Heartbeat monitors are passive checks that wait for your scheduled jobs and automated processes to send a ping. The Prometheus exporter includes heartbeat checks in the standard checkly_check_status and checkly_check_result_total metrics, plus two heartbeat-specific gauges designed for dead man’s switch alerting.
  • checkly_heartbeat_last_success_timestamp_seconds — The Unix timestamp of the last successful ping, searched across the entire event history (no time window). A value of 0 means no successful ping has ever been received — this immediately triggers a dead man’s switch alert since time() - 0 produces a very large value.
  • checkly_heartbeat_expected_interval_seconds — The maximum expected time between pings, derived from the heartbeat monitor’s configured period and period unit (e.g., 5 minutes = 300 seconds). Use this as a threshold for alerting.

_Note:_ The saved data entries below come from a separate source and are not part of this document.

Issue #145, opened 2018-01-10
Pinning Consumers - integration


rpalcolea:
Hi @toolbear,

I was wondering if there are plans to introduce the ["Pinning Consumers"](http://hollow.how/infrastructure/#pinning-consumers) mechanism as a default in Hollow.

I think it would be nice if we could know when a consumer is pinned and expose this via the metrics or the API. something like `consumer.isPinned()` and/or `consumer.getPinnedVersion()`. This could help to triage issues when you have tens/hundreds of consumers with the same dataset but because of the nature of eventual consistency, a few of them could be stuck. 

I don't have a clear idea on how this could be accomplish, my guess is that the `AnnouncementWatcher` could be modified to support the pinning mechanism and `HollowConsumer` expose the information, similar to:

```java
public long getCurrentVersionId() {
        return updater.getCurrentVersionId();
}
```

Something like

```java
public long getPinnedVersion() {
        return announcementWatcher.getPinnedVersion();
} 
```

It would be up to the users to store the pinned version in the `announcementWatcher` or read it from their database/blob storage every time they need this. `getPinnedVersion` should be another abstract method in `AnnouncementWatcher`.

From the `HollowProducer` perspective, I think Hollow could provide a `versionPinner` in the builder that takes an `VersionPinner` (new interface). e.g.

```java
HollowProducer producer = HollowProducer.withPublisher(new FakeBlobPublisher())
                                                .withAnnouncer(new MyAnnouncer(tmpFolder))
                                                .withVersionPinner(new MyVersionPinner());
```

Then, probably the `HollowProducer` could have a `pin`Version method that takes the version number as an argument and invokes ` versionPinner.pin(long pinnedVersion)`. This way users could programmatically pin version from the producer either by background jobs based on their own business rules or as simple as expose the `pinVersion` as a HTTP endpoint.

Also it could have the `unpin`. 

thoughts?

PR #146, opened 2018-01-10
Version pinning mechanism [proposal]

rpalcolea:
Introduces the pinning mechanism as part of `HollowProducer` and `HollowConsumer`

### DIFF
--- a/hollow/src/main/java/com/netflix/hollow/api/consumer/HollowConsumer.java
+++ b/hollow/src/main/java/com/netflix/hollow/api/consumer/HollowConsumer.java
@@ -254,6 +254,18 @@ public class HollowConsumer {
     }
 
     /**
+     * @return the pinned version of the announcement watcher.
+     */
+    public long getPinnedVersion() {
+        return announcementWatcher.getPinnedVersion();
+    }
+
+
+    public boolean isPinned() {
+        return announcementWatcher.hasPinnedVersion();
+    }
+
+    /**
      * @return the api which wraps the underlying dataset.
      */
     public HollowAPI getAPI() {
@@ -405,14 +417,20 @@ public class HollowConsumer {
      */
     public static interface AnnouncementWatcher {
 
-        public static final long NO_ANNOUNCEMENT_AVAILABLE = Long.MIN_VALUE;
+        public static final long NO_VERSION_AVAILABLE = Long.MIN_VALUE;
 
         /**
-         * Return the latest announced version.
-         *
-         * @return
+         * Returns the latest announced version.
          */
         public long getLatestVersion();
+
+        /**
+         * Returns the latest announced version.
+         */
+        public long getPinnedVersion();
+
+
+        public boolean hasPinnedVersion();
 
         /**
          * Implementations of this method should subscribe a HollowConsumer to updates to announced versions.
--- a/hollow/src/main/java/com/netflix/hollow/api/consumer/HollowConsumer.java
+++ b/hollow/src/main/java/com/netflix/hollow/api/consumer/HollowConsumer.java
@@ -253,14 +253,6 @@ public class HollowConsumer {
         return updater.getCurrentVersionId();
     }
 
-    /**
-     * @return the pinned version of the announcement watcher.
-     */
-    public long getPinnedVersion() {
-        return announcementWatcher.getPinVersion();
-    }
-
-
     public boolean isPinned() {
         return announcementWatcher.hasPinVersion();
     }
@@ -423,11 +415,6 @@ public class HollowConsumer {
          * Returns the latest announced version.
          */
         public long getLatestVersion();
-
-        /**
-         * Returns the latest announced version.
-         */
-        public long getPinVersion();
 
 
         public boolean hasPinVersion();
--- a/hollow/src/main/java/com/netflix/hollow/api/consumer/HollowConsumer.java
+++ b/hollow/src/main/java/com/netflix/hollow/api/consumer/HollowConsumer.java
@@ -257,12 +257,12 @@ public class HollowConsumer {
      * @return the pinned version of the announcement watcher.
      */
     public long getPinnedVersion() {
-        return announcementWatcher.getPinnedVersion();
+        return announcementWatcher.getPinVersion();
     }
 
 
     public boolean isPinned() {
-        return announcementWatcher.hasPinnedVersion();
+        return announcementWatcher.hasPinVersion();
     }
 
     /**
@@ -427,10 +427,10 @@ public class HollowConsumer {
         /**
          * Returns the latest announced version.
          */
-        public long getPinnedVersion();
+        public long getPinVersion();
 
 
-        public boolean hasPinnedVersion();
+        public boolean hasPinVersion();
 
         /**
          * Implementations of this method should subscribe a HollowConsumer to updates to announced versions.
--- a/hollow/src/main/java/com/netflix/hollow/api/producer/HollowProducer.java
+++ b/hollow/src/main/java/com/netflix/hollow/api/producer/HollowProducer.java
@@ -17,7 +17,7 @@
  */
 package com.netflix.hollow.api.producer;
 
-import static com.netflix.hollow.api.consumer.HollowConsumer.AnnouncementWatcher.NO_ANNOUNCEMENT_AVAILABLE;
+import static com.netflix.hollow.api.consumer.HollowConsumer.AnnouncementWatcher.NO_VERSION_AVAILABLE;
 import static java.lang.System.currentTimeMillis;
 
 import java.io.File;
@@ -43,7 +43,6 @@ import com.netflix.hollow.api.producer.HollowProducerListener.RestoreStatus;
 import com.netflix.hollow.api.producer.enforcer.BasicSingleProducerEnforcer;
 import com.netflix.hollow.api.producer.enforcer.SingleProducerEnforcer;
 import com.netflix.hollow.api.producer.fs.HollowFilesystemBlobStager;
-import com.netflix.hollow.api.producer.fs.HollowFilesystemVersionPinner;
 import com.netflix.hollow.api.producer.validation.AllValidationStatus;
 import com.netflix.hollow.api.producer.validation.AllValidationStatus.AllValidationStatusBuilder;
 import com.netflix.hollow.api.producer.validation.HollowValidationListener;
@@ -444,7 +443,7 @@ public class HollowProducer {
      * at an optimal state.
      * 
      * @param config specifies what criteria to use to determine whether a compaction is necessary
-     * @return the version identifier of the produced state, or AnnouncementWatcher.NO_ANNOUNCEMENT_AVAILABLE if compaction was unnecessary.
+     * @return the version identifier of the produced state, or AnnouncementWatcher.NO_VERSION_AVAILABLE if compaction was unnecessary.
      */
     public long runCompactionCycle(HollowCompactor.CompactionConfig config) {
         if(config != null && readStates.hasCurrent()) {
@@ -459,7 +458,7 @@ public class HollowProducer {
             }
         }
         
-        return NO_ANNOUNCEMENT_AVAILABLE;
+        return NO_VERSION_AVAILABLE;
     }
 
     protected void runCycle(Populator task, ProducerStatus.Builder cycleStatus, long toVersion) {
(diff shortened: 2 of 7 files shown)


rpalcolea:
Hi @toolbear,

This is an idea for https://github.com/Netflix/hollow/issues/145

Please let me know your thoughts and if this is desired

ghost:
The quick answer might be "yes, but not right this moment."

There are some features we have implemented internally (pinning, restore on startup, namespaces) that we believe might be worth surfacing in the public Hollow API, but we aren't 100% confident.

Specifically for pinning, I'm not certain what shape that API should take. The one you propose doesn't fit how we do it, but maybe it should. The way we do it might not make a good fit as a public API or it might. Let's use #145 or #146 as a long-lived discussion on how that takes shape.

The other reason for deferring for a bit is that Q1 or Q2 we'll be doing some active development on our pinning implementation and from that might surface a better understanding.

That said, I'll respond with some concrete thoughts to the PR as written. Don't treat them as requested changes, though, as even with those changes we likely aren't ready to accept this feature.

hollow/src/main/java/com/netflix/hollow/api/consumer/HollowConsumer.java
```diff
@@ -405,15 +409,16 @@ public long getToVersion() {
      */
     public static interface AnnouncementWatcher {
 
-        public static final long NO_ANNOUNCEMENT_AVAILABLE = Long.MIN_VALUE;
+        public static final long NO_VERSION_AVAILABLE = Long.MIN_VALUE;
```
ghost, line 412: I wonder if we can keep the *announcement* nomenclature?

For cloud environment, we use two topics: main topic and the pin topic. In both cases we "announce" a version to that topic. Though maybe it's more strained to talk in terms of "announcing a pinned version" versus talking about "announcing" and "pinning" as two separate verbs. Or maybe the verb "pinning" is shorthand for "announcing a pinned version" and that's equally clear.

Of course, an equally valid implementation is to retrieve the pinned version from a side channel unrelated to how your main announcements are received (we also do this in some of our use cases). For that design maybe it feels like *pinning* would be shoehorned into an *announcement* metaphor. Or maybe it's fine that the Hollow's metaphor for receiving a version always come from an *announcement* even if it's a different channel altogether?

hollow/src/main/java/com/netflix/hollow/api/producer/HollowProducer.java
```diff
@@ -366,6 +387,26 @@ public boolean enablePrimaryProducer(boolean doEnable) {
         return (singleProducerEnforcer.isPrimary() == doEnable);
     }
 
+    /**
+     * Allows to pin a specific version, won't produce data, only modifies the pinned version file
+     *
+     */
+    public void pinVersion(long pinnedVersion) {
```
ghost, line 394: Our tooling for performing a pin is operationally separate from our producer. There may be some good reasons for coupling the two, but for our use-case we'd really have a system that only had the `VersionPinner` and eschewed using a `HollowProducer` at all.

Said another way, if you wanted to build a microservice that was only responsible for pinning, it would be heavy weight to have to instantiate a producer just to do it. Similarly, there's value in not having to rely on the producer that's producing your data states to do the actual pinning; one case could be if the producer somehow announced a bad state just prior to becoming unresponsive. Operationally you would like to pinback quickly while taking your time on the stuck producer remediation.

That said, I can see the motivation of wanting to consolidate the idea of pinning in both the `HollowConsumer` and `HollowProducer` interfaces.

hollow/src/main/java/com/netflix/hollow/api/consumer/HollowConsumer.java
```diff
@@ -405,15 +409,16 @@ public long getToVersion() {
...
         /**
-         * Return the latest announced version.
-         *
-         * @return
+         * Returns the latest announced version.
          */
         public long getLatestVersion();
 
+
+        public boolean hasPinVersion();
```
ghost, line 420: I wonder if the code is telling us that we should be exposing an `Announcement` or `AnnouncementMetadata` class?

We would keep `getLatestVersion()` for the simple case where you only cared about the numeric version, but add a `getLatestAnnouncement()` that returned a richer object (or maybe just a Map). Elsewhere, at least for the *listener* and *metrics* type interfaces we'd include the richer object instead of just `long version`. Then whether or not the version is pinned would just be a facet of information about that announcement.

ghost: One example, we might include a key-value pair of the announced version that was overridden by the pinned version.

hollow/src/main/java/com/netflix/hollow/api/producer/HollowProducer.java
rpalcolea: I thought about this too.

I agree that most of the times you'd like to have a `VersionPinner` to do the job without knowing `HollowProducer` at all.

I think it makes more sense to consolidate the pinning in the consumer rather than the producer. 

One thing I can think of is that if the `HollowProducer` knows about the `VersionPinner` and that a `pin` happened, you could potentially prevent the producer for executing more cycles while you fix any potential issue.  I know this can be done via tools to pin version and stop the producer (if needed)... so I was wondering if this could be a potential use case for adding the pinner to the producer. 

I think at the end, having a `VersionPinner` could be helpful for both cases... probably it shouldn't be part of the `HollowProducer` package at all, but the producer could know about it. Also, I didn't get into the details of listeners for the pinning mechanism on this initial proposal

hollow/src/main/java/com/netflix/hollow/api/consumer/HollowConsumer.java
rpalcolea: I literally spent a long time going on circles on this. I think you could announce two type of versions, the "pinned" one and the "normal"? (don't know how to call it) and `NO_ANNOUNCEMENT_AVAILABLE` could prevail. 

To be honest, while doing these changes, I thought `NO_ANNOUNCEMENT_AVAILABLE` wasn't the proper one because I'm not used to see the pinning as part of the Hollow internals, so you always think of announcement as a new version that came in. I think is more of semantics of announcement on a daily-basis usage rather than if it fits or not... hope I'm being clear on this. Now it makes more sense to keep it as it is.

Also, I think `NO_ANNOUNCEMENT_AVAILABLE` could be part of some sort of constants class that could be shared across `VersionPinner`, `HollowProducer` and `HollowConsumer`; in particular for the Filesystem implementations.

 Overall, I think pinning needs more exposure, either at docs level or as part of the public API so people could adopt easily that pattern which IMO is very useful. In my experience, I talked to other teams that didn't think about it and didn't read the [Pinning Consumer](http://hollow.how/infrastructure/#pinning-consumers) section and this could help them while triaging issues

hollow/src/main/java/com/netflix/hollow/api/consumer/HollowConsumer.java
rpalcolea: I think this is a great idea, that way you could know the pinned version and the last version that was applied before the pinning. I don't know if it would be useful or not, but having a metric on how much time you spent on pinning could be another point to introduce a `AnnouncementMetadata` class.

rpalcolea:
Hi @toolbear, 

Yes, I realized that the proposal could be very different from what you do for pinning since I don't know the internals on your side and to be honest, we haven't spent that much of time on it to come up with a robust implementation of pinning mechanism.

With that said, I appreciate your time and comments and made me think about things like `AnnouncementMetadata` or `Announcement` objects and so on :)

I'll keep this open just in case you want to keep a discussion in the future (months from now I guess) .

On a side note, while I understand the workflow (or not?, you implement features that are needed at Netflix internally and then open source them), is there a desire to have some sort of list of "good contributions" that are probably low priority for Netflix but desired for Hollow in a short-mid term that external people (like me) could help with? I think in our case, we are doing a heavy investment in Hollow and it's getting adopted by several teams and while we spend time on building tools and APIs that are domain specific to us, I'd like to contribute back as much as possible 👍, let me know your position on this :)

hollow/src/main/java/com/netflix/hollow/api/consumer/HollowConsumer.java
ghost: > so you always think of announcement as a new version that came in. I think is more of semantics of announcement on a daily-basis usage

That's a good insight. Even if you can learn that Hollow treats pinning like a flavor of announcing, is that a natural way of thinking about it or will you always find yourself going "oh yeah, pins are announcements, too". It's one thing if that happens to an implementation detail and another if it's the metaphor in the public API.

> Overall, I think pinning needs more exposure, either at docs level or as part of the public API so people could adopt easily that pattern which IMO is very useful.

👍

hollow/src/main/java/com/netflix/hollow/api/producer/HollowProducer.java
ghost: > One thing I can think of is that if the HollowProducer knows about the VersionPinner and that a pin happened, you could potentially prevent the producer for executing more cycles while you fix any potential issue. I know this can be done via tools to pin version and stop the producer (if needed)... so I was wondering if this could be a potential use case for adding the pinner to the producer.

That's also a good point. You might not always want to stop producer cycles when pinning. In our experience it depends on whether you're responding to a bug in the producer versus responding to bad data from your source-of-truth. In the case of bad source data you may want to keep running cycles because of the tooling (history, explorer) you get on published blobs.

Nevertheless, I can see that there might be potential value in having pinning visibility in the producer. As mentioned in the pinning section of the docs (and if you don't halt the producer when pinned) that you produce a bunch of bad delta states and you want the producer to patch over them by restoring from the pinned version. That could be justify tighter coupling between producer and pinner.

ghost:
@rpalcolea 

> Yes, I realized that the proposal could be very different from what you do for pinning since I don't know the internals on your side and to be honest, we haven't spent that much of time on it to come up with a robust implementation of pinning mechanism.

This PR/conversation is really helpful because a lot of what we're looking for is how other people are doing/thinking-about pinning in order to inform how we should shape the API (or whether we should). We'd like to avoid adding an abstraction that turns out not to be useful for others (even if it, say, matches how we do it internally).

> On a side note, while I understand the workflow (or not?, you implement features that are needed at Netflix internally and then open source them), is there a desire to have some sort of list of "good contributions" that are probably low priority for Netflix but desired for Hollow in a short-mid term that external people (like me) could help with?

That's a good suggestion for a couple of reasons. One, we do have changes like that which would be a good fit for community contributions. Two, I've been thinking a lot about how we want to manage Hollow 3.0 which we expect to have a fair number of breaking changes (a lot in terms of different defaults, some in terms of removing APIs).

I'll take this as feedback that we can do a better job being more visible with our plans. Thanks!

> I think in our case, we are doing a heavy investment in Hollow and it's getting adopted by several teams and while we spend time on building tools and APIs that are domain specific to us, I'd like to contribute back as much as possible 👍, let me know your position on this :)

Contributions are definitely welcome, even those which might have impedance mismatch with how we use Hollow at Netflix. I'll work to make us better about being clear and prompt when a particular change isn't desired so that an issue/PR that we ultimately won't merge isn't left in limbo. Contributions that require us to change how we use hollow aren't expressly discouraged, but at a minimum the pace with which they're made will need to align with our schedules and so might move slower than if it was just a pure contribution from the community. I hope that makes sense. BTW, we don't run a fork of Hollow, we build internally against the same releases you use. This has both pros and cons for the pace of change.

ghost:
> or not?, you implement features that are needed at Netflix internally and then open source them

I realized that I missed addressing an implied question there.

We do both things:

1. implement functionality internally that eventually makes its way into Hollow
2. implemented desired changes directly in Hollow to meet needs we have internally

In fact, because we don't fork Hollow and want to avoid drifting or forming a sedimentary layer over the top of Hollow, we have a strong bias towards (2) now.

A good example of (1) is our code for automatically restoring a producer from the last version announced. We recognize that some support for this in Hollow would be useful and would make our implementation cleaner, we just haven't invested in that yet.

A good example of (2) is hooks we added for enforcing that a single producer is publishing and announcing. We added that to Hollow at the same time as we were implementing the zookeeper-based system we use.

hollow/src/main/java/com/netflix/hollow/api/consumer/HollowConsumer.java
kineshsatiya: I like the idea. Announcement naturally means a new version is available, whether it's pinned version or a new version that producer published.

How heartbeats map to checkly_check_result_total

Heartbeat checks contribute to checkly_check_result_total using a 1-hour count window, the same as other check types. The status label values map to heartbeat event states as follows:
status labelHeartbeat states counted
passingRECEIVED, EARLY, GRACE, LATE — any ping that arrived
failingFAILING — no ping received before the grace period expired
degradedAlways 0 — heartbeat monitors do not have a degraded state

Dead Man’s Switch PromQL Examples

Alert when a heartbeat ping is overdue

Compare the current time against the last success timestamp. If the difference exceeds the expected interval, the job has missed its window:
time() - checkly_heartbeat_last_success_timestamp_seconds > checkly_heartbeat_expected_interval_seconds

Alert with a safety margin

Add a grace period multiplier (e.g., 1.5x) to avoid false alarms from minor delays:
time() - checkly_heartbeat_last_success_timestamp_seconds > 1.5 * checkly_heartbeat_expected_interval_seconds

Grafana table of heartbeat health

Show how long ago each heartbeat was last seen:
time() - checkly_heartbeat_last_success_timestamp_seconds

Private Location Metrics

The Prometheus exporter also contains metrics for monitoring Private Locations. These metrics can be used to ensure that your Private Locations have enough Checkly Agent instances running to execute all of your checks. The following metrics are available to monitor Private Locations:
MetricTypeDescription
checkly_private_location_queue_sizeGaugeThe number of check runs scheduled to the Private Location and waiting to be executed. A high value indicates that checks are becoming backlogged and that you may need to scale your Checkly Agents.
checkly_private_location_oldest_scheduled_check_runGaugeThe age in seconds of the oldest check run job scheduled to the Private Location queue. A high value indicates that checks are becoming backlogged.
checkly_private_location_agent_countGaugeThe number of agents connected for the Private Location.
The Private Location metrics all contain the following labels:
LabelDescription
private_location_namethe name of the Private Location.
private_location_slug_namethe Private Location’s human readable unique identifier.
private_location_idthe Private Location’s UUID.